__TRY IT__. Your task is to repeat the records exactly from the line containing "the command line?" onward, through the final line.

Dataset entries:
****

PR #64, opened 2019-01-25
add sample code for blob ingestion

leoninez:
Add sample code to ingest blob json file into Kusto.


tamirkamara:
@leoninez can you please change the input parameters so that it would be possible to get from the command line?
you can see an example on the other samples..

****

__RESPONSE TO THE TASK__.
@leoninez can you please change the input parameters so that it would be possible to get from the command line?
you can see an example on the other samples..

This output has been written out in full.